In probability theory, the Poisson distribution is a very common discrete probability distribution.  A Poisson distribution helps in describing the chances of occurrence of a number of events in some given time interval or given space conditionally that the value of average number of occurrence of the event is known. This is a major and only condition of Poisson distribution.

The distribution that arises from the Poisson experiment is termed as Poisson distribution. The number of successes that are resulting from a Poisson experiment is termed as a Poisson random variable.

An experiment in statistics is termed as Poisson experiment when it possesses the following probabilities:

1) The outcomes of the experiment can be easily classified as either success or failure.

2) The average of the number of successes within a region that is specified is known.

3) The probability of occurrence of a success is always proportional to the size of the specified region.

4) The probability of occurrence of success in a very small region is zero virtually.
It is to be noted that the region that is specified can take different forms like area, length, time period etc.


The following formula can be used for computation of Poisson probability:

P (x, $\mu$) = $\frac{(e^{-\mu}) (\mu^x)}{x!}$

Here, ‘x’ represents the actual number of occurring successes that are resulting from the Poisson experiment, the value is ‘e’ is 2.71828 approximately, '$\mu$' is the average of the number of successes that are within a specified region.
More elaborately, the following notation is useful in case of Poisson distribution:

a) 'e' : this is a constant whose value is equal to 2.71828 approximately. Basically it is the base value of the system of natural logarithm.

b) $\mu$: it is the mean value of the number of successes that are occurring in the region specified.

c) x: it is the actual number of the successes that are occurring in the region specified.

d) P (x, $\mu$): it is the probability or we can say the Poisson probability of the condition of occurrence of exactly ‘x’ number of successes in the conducted Poisson experiment, when it is given that the mean value of the number of occurring successes is $\mu$.
A Poisson distribution possesses the properties below:

1)  The expected value of an distribution s the overall average of the distribution. We use notation to represents expected value is $\mu_x$ or E(x). In case of Poisson distribution, $\mu_x$ = E(x) = $\lambda$. (‘$\mu$’ is equal to the mean of the distribution).
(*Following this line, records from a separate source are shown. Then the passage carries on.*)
Issue #1468, opened 2024-08-07
Submit request on shares should redirect to share page


anushka-singh:
**Is your idea related to a problem? Please describe.**
Share request should redirect to share page and not catalog page

noah-paige:
This Issue was complete as of PR #1469 - thank you for your contribution @anushka-singh

PR #1469, opened 2024-08-07
Issue1468: Submit request redirect

anushka-singh:
### Feature or Bugfix
- Feature

### Detail
- Submit request redirects to share request page instead of catalog page

### Relates
- https://github.com/data-dot-all/dataall/issues/1468

### Testing
- Submit request button redirects to share page and not catalog anymore. 

### Security

  - Is the input sanitized?

### DIFF
--- a/frontend/src/modules/Shared/Shares/ShareEditForm.js
+++ b/frontend/src/modules/Shared/Shares/ShareEditForm.js
@@ -278,9 +278,9 @@ export const ShareEditForm = (props) => {
       onApply();
     }
     const targetPath = `/console/shares/${share.shareUri}`;
-      if (location.pathname !== targetPath) {
-        navigate(targetPath);
-      }
+    if (location.pathname !== targetPath) {
+      navigate(targetPath);
+    }
   };
 
   const draftRequest = async () => {
--- a/frontend/src/modules/Shared/Shares/ShareEditForm.js
+++ b/frontend/src/modules/Shared/Shares/ShareEditForm.js
@@ -276,11 +276,11 @@ export const ShareEditForm = (props) => {
 
     if (onApply) {
       onApply();
-      const targetPath = `/console/shares/${share.shareUri}`;
+    }
+    const targetPath = `/console/shares/${share.shareUri}`;
       if (location.pathname !== targetPath) {
         navigate(targetPath);
       }
-    }
   };
 
   const draftRequest = async () => {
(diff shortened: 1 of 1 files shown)


frontend/src/modules/Shared/Shares/ShareEditForm.js
```diff
@@ -268,6 +268,7 @@ export const ShareEditForm = (props) => {
         },
         variant: 'success'
       });
+      navigate(`/console/shares/${share.shareUri}`);
```
SofiaSazonova, line 271: On line 278 onApply function is called. 
If we redirect before it's called, than we break the logic.
Currently there is nothing very important there, but later we may want to add some logic in onApply.

SofiaSazonova (changes requested):
Left a comment about `onApply`

frontend/src/modules/Shared/Shares/ShareEditForm.js
zsaltys: @SofiaSazonova what should we do instead?

anushka-singh: @SofiaSazonova Are you suggesting I add `navigate(`/console/shares/${share.shareUri}`);` on line 279 after `onApply();` instead of on line 271?

noah-paige: @anushka-singh - yes I think just move the `navigate(...)` after calling `onApply();`

Also I imagine this works when submitting share from console - but what about when editing a share from `ShareView` form (we re-use the same `ShareEditForm`)

Maybe we can use `const location = useLocation();` and only redirect when not already on ShareView?

SofiaSazonova: Yes, conditional redirect is a good idea.

anushka-singh: Added conditional redirect. 
@noah-paige @SofiaSazonova Please take a look.

frontend/src/modules/Shared/Shares/ShareEditForm.js
```diff
@@ -275,6 +276,10 @@ export const ShareEditForm = (props) => {
 
     if (onApply) {
       onApply();
+      const targetPath = `/console/shares/${share.shareUri}`;
+      if (location.pathname !== targetPath) {
+        navigate(targetPath);
+      }
```
noah-paige, line 282: can we move L279-282 outside of the `if (onApply) { ...}` block

even if there is not a defined function `onApply` (coming from the parent component) I imagine we would want to redirect the user to the share view

anushka-singh: Okay that makes sense.

anushka-singh: @noah-paige Please review

noah-paige (approved):
looks good + tested redirect behavior - approving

2)  In Poisson distribution we see a very close relationship between  the expected mean and the variance. (sometimes, ‘$\mu$’ is equal to the variance of the distribution).
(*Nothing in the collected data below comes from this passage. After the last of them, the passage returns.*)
Issue #1332, opened 2024-06-14
Support WRITE access for consumer roles


zsaltys:
**Is your idea related to a problem? Please describe.**
Currently data.all only grants READ only access to consumer IAM roles. However organizations like ours need to manage WRITE access as well to define which roles can write to which S3 buckets or which databases. Otherwise we end up managing read only access with data.all and all write access outside of data.all. We would like to unify and manage both read and write access via data.all.

**Describe the solution you'd like**
We need to think this through in context of:

- S3 bucket sharing
- Access points
- LakeFormation
- Incoming RedShift integration

**S3 bucket sharing**
Overall a very simple change. The IAM role just needs to be granted PUTObject permissions + KMS Encrypt permissions on the key etc. I would not want to grant DELETE or anything else besides PUT? Perhaps this can be configurable on config what permissions to grant so organizations can decide. Those extra permissions be granted by the user themselves on the IAM role using IaC when needed.

**Access points**
I don't know too much about these but I suspect they work similarly to S3 bucket sharing. Hope the team can clarify on this ticket.

**LakeFormation**
The question is what permissions we should grant here. We could limit only to just basic to add new partitions (don't know which permission controls that atm) which is what most of the writing roles will ever need. Or we can also grant things like DROP, INSERT, DELETE, CREATE. I think to be most useful to everyone WRITE should grant full write access with all the other permissions that are not currently granted. Though this could be inconsistent with S3 permissions if for example we only grant PUT on S3 but grant DELETE on the DB? Perhaps this could also be configurable but the default should be consistent for all.

**RedShift**
Don't know enough on this to comment.

My proposal would be that WRITE access is defined when creating a share. We don't want to do it when registering a consumer role because consumer role could also be used for both write access on same account and read access on other accounts (ex EMR role). We can either define WRITE access per share item or for the entire share. I think defining it for the entire SHARE makes sense. Default should be READ ONLY. Write access should only be selectable (and validated by backend) **if the consumer role and dataset belong to the same environment.** The only problem I see is currently share items let you select specific tables so we could grant write access to them. But how do we grant CREATE access on the DB? Do we just do it implicitly which can confuse the user.. What if he doesn't select any tables should we still grant WRITE access to the DB? The only way I can think of solving this is that there must be a new share item for the DATABASE itself.

We also must make sure the share validator / health checker is made aware of the new extra permissions.

anmolsgandhi:
[...]

PR #1407, opened 2024-07-11
Introduce check for IAM actions in share_verify bucket and access points + reapply with list of allowed actions

SofiaSazonova:
### Feature or Bugfix

- Bugfix

### Detail
- Share verifier now detects "s3:*" permission as an error 
- Share reapplied with enforced valid actions

### Relates
- <URL or Ticket>

### Security
Please answer the questions below briefly where applicable, or write `N/A`. Based on
[OWASP 10](https://owasp.org/Top10/en/).

- Does this PR introduce or modify any input fields or queries - this includes
fetching data from storage outside the application (e.g. a database, an S3 bucket)?
  - Is the input sanitized?
  - What precautions are you taking before deserializing the data you consume?
  - Is injection prevented by parametrizing queries?
  - Have you ensured no `eval` or similar functions are used?
- Does this PR introduce any functionality or component that requires authorization?
  - How have you ensured it respects the existing AuthN/AuthZ mechanisms?
  - Are you logging failed auth attempts?
- Are you using or adding any cryptographic features?
  - Do you use a standard proven implementations?
  - Are the used keys controlled by the customer? Where are they stored?
- Are you introducing any new policies/roles/users?
  - Have you used the least-privilege principle? How?

By submitting this pull request, I confirm that my contribution is made under the terms of the Apache 2.0 license.

PR #1472, opened 2024-08-08
S3Bucket WRITE/MODIFY permissions

petrkalos:
### Feature or Bugfix
- Feature

### Detail
Adding support for requesting WRITE/MODIFY permissions for an S3Bucket

### Testing
Tested in local and dev delpoyment

### Relates
#1332 

### Security

  - Is the input sanitized?

### DIFF
--- a/backend/dataall/modules/s3_datasets_shares/services/share_managers/lf_share_manager.py
+++ b/backend/dataall/modules/s3_datasets_shares/services/share_managers/lf_share_manager.py
@@ -1,29 +1,69 @@
 import logging
 import time
 from datetime import datetime
-from dataall.core.environment.services.environment_service import EnvironmentService
-from dataall.modules.s3_datasets_shares.aws.glue_client import GlueClient
-from dataall.modules.s3_datasets_shares.aws.lakeformation_client import LakeFormationClient
-from dataall.base.aws.quicksight import QuicksightClient
+from enum import Enum, auto
+from typing import List
+
 from dataall.base.aws.iam import IAM
+from dataall.base.aws.quicksight import QuicksightClient
 from dataall.base.aws.sts import SessionHelper
 from dataall.base.db import exceptions
+from dataall.core.environment.services.environment_service import EnvironmentService
+from dataall.modules.s3_datasets.db.dataset_models import DatasetTable
+from dataall.modules.s3_datasets_shares.aws.glue_client import GlueClient
+from dataall.modules.s3_datasets_shares.aws.lakeformation_client import LakeFormationClient
+from dataall.modules.s3_datasets_shares.services.s3_share_alarm_service import S3ShareAlarmService
+from dataall.modules.shares_base.db.share_object_models import ShareObjectItem, ShareObjectItemDataFilter
 from dataall.modules.shares_base.db.share_object_repositories import ShareObjectRepository
 from dataall.modules.shares_base.db.share_object_state_machines import ShareItemSM
 from dataall.modules.shares_base.db.share_state_machines_repositories import ShareStatusRepository
+from dataall.modules.shares_base.services.share_manager_utils import ShareErrorFormatter
 from dataall.modules.shares_base.services.shares_enums import (
     ShareItemStatus,
     ShareObjectActions,
     ShareItemActions,
     ShareItemHealthStatus,
+    ShareObjectDataPermission,
 )
-from dataall.modules.s3_datasets.db.dataset_models import DatasetTable
-from dataall.modules.s3_datasets_shares.services.s3_share_alarm_service import S3ShareAlarmService
-from dataall.modules.shares_base.db.share_object_models import ShareObjectItem, ShareObjectItemDataFilter
-from dataall.modules.shares_base.services.share_manager_utils import ShareErrorFormatter
 from dataall.modules.shares_base.services.sharing_service import ShareData
 
 logger = logging.getLogger(__name__)
+
+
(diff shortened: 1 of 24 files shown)


petrkalos:
One change that I made from the demo video in #1332 is to switch the checkboxes to a multiselect text field for consistency
image

backend/dataall/modules/s3_datasets_shares/services/share_managers/s3_utils.py
```diff
@@ -0,0 +1,92 @@
...
+    DATAALL_ACCESS_POINT_KMS_ENCRYPT_SID,
+)
+from dataall.modules.s3_datasets_shares.aws.s3_client import (
+    DATAALL_READ_ONLY_SID,
+    DATAALL_WRITE_ONLY_SID,
+    DATAALL_MODIFY_ONLY_SID,
+)
+from dataall.modules.shares_base.services.shares_enums import ShareObjectDataPermission
+
+SID_TO_ACTIONS = {
```
SofiaSazonova, line 18: It's really cool to have mapping
The only problem is that s3 actions are still duplicated here https://github.com/data-dot-all/dataall/pull/1407
So, we may have problems with share verification

SofiaSazonova (changes requested):

backend/dataall/modules/s3_datasets_shares/services/share_managers/s3_utils.py
petrkalos: That's a great catch Sofia, indeed it seems that we have 2 places (IAM policies and S3 policies) we set the permissions and I missed the first. Fortunately the first are being used only for cross-account sharing while the later for intra account. The initial requirement was to implement WRITE only for intra-account and as such we are good to go. The only piece that is missing is to add guardrails around this rule which I will implement and push soon.

SofiaSazonova:
Looks good. Are there going to be any integration tests?

SofiaSazonova:
I'll wait for all combinations, as you announced)

backend/dataall/modules/s3_datasets_shares/services/share_managers/s3_access_point_share_manager.py
```diff
@@ -568,33 +575,31 @@ def update_dataset_bucket_key_policy(self):
...
-                )
-            else:
-                logger.info(
-                    f'KMS key does not contain share statement {DATAALL_ACCESS_POINT_KMS_DECRYPT_SID}, '
-                    f'generating a new one'
-                )
-                statements[DATAALL_ACCESS_POINT_KMS_DECRYPT_SID] = self.generate_default_kms_decrypt_policy_statement(
-                    target_requester_arn
-                )
+            for target_sid in perms_to_sids(self.share.permissions, SidType.KmsAccessPointPolicy):
```
noah-paige, line 578: do we not have to add logic for revoke (at `def delete_dataset_bucket_key_policy()`) similar to how we do for bucket share?

backend/dataall/modules/s3_datasets_shares/services/share_managers/s3_access_point_share_manager.py
```diff
@@ -568,33 +575,31 @@ def update_dataset_bucket_key_policy(self):
...
+                if target_sid in statements.keys():
+                    logger.info(f'KMS key policy contains share statement {target_sid}, ' f'updating the current one')
+                    statements[target_sid] = add_target_arn_to_statement_principal(
+                        statements[target_sid], target_requester_arn
+                    )
+                else:
+                    logger.info(f'KMS key does not contain share statement {target_sid}, ' f'generating a new one')
+                    statements[DATAALL_ACCESS_POINT_KMS_DECRYPT_SID] = self.generate_default_kms_policy_statement(
```
noah-paige, line 586: should this be the same as with `s3_bucket_share_manager`? As in:
```
                    statements[target_sid] = self.generate_default_kms_policy_statement(
                        target_requester_arn, target_sid
                    )
```

noah-paige (changes requested):
left some comments and requested changes may be needed on access point manager/ folder sharing

backend/dataall/modules/s3_datasets_shares/services/share_managers/s3_access_point_share_manager.py
petrkalos: good catch, will push fixes

noah-paige (approved):
changes look good! Tested the approve, verify, and revoke paths for shares in aws deployment - approving

backend/dataall/modules/s3_datasets_shares/services/share_managers/lf_share_manager.py
```diff
@@ -1,31 +1,71 @@
...
+        LfPermType.Filters: ['SELECT'],
+    },
+}
+
+
+def perms_to_lfperms(permissions: List[str], lf_perm_type: LfPermType) -> List[str]:
+    lfperms = list()
+    for p in permissions:
+        lfperms.extend(PERM_TO_LF_PERMS[p][lf_perm_type])
+    return list(dict.fromkeys(lfperms))
```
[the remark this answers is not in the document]
petrkalos: It is for dedup yes and this approach is used because a `set` doesn't preserve the order while `dict.fromkeys` does. Although order doesn't make any logical difference it does help with testing (i.e think `assert_called_once_with(['P1', 'P2])` etc)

Let us few examples on Poisson distribution to make clear this topic more.

Example 1: A man was able to complete 3 files a day on an average. Find the probability that he can complete 5 files the next day.

Solution: Here we know this is a Poisson experiment with following values given:
$\mu$= 3, average number of files completed a day

x = 5, the number of files required to be completed next day

And e = 2.71828 being a constant

On substituting the values in the Poisson distribution formula mentioned above we get the Poisson probability in this case.

We get,

P(x,$\mu$) = $\frac{(e^{-\mu}) (\mu^x)}{x!}$

$\rightarrow$ P (5, 3) = $\frac{(2.71828)^{-3} (3^5)}{5!}$

= 0.1008 approximately.

Hence the probability for the person to complete 5 files the next day is 0.1008 approximately.

Example 2: If customers come into a bank with variance 36/hour. Find the standard deviation of customer visit per hour using Poisson distribution.

Solution:  According to a Poisson distribution, the expected value is $\mu_x$ = variance = $\lambda$ = 36 customers per hour.

Now the standard deviation = $\sigma$ = $\sqrt{\lambda}$ ($\because$ standard deviation = square root of variance)

$\sigma$ = $\sqrt{36}$ = 6 customers per hour.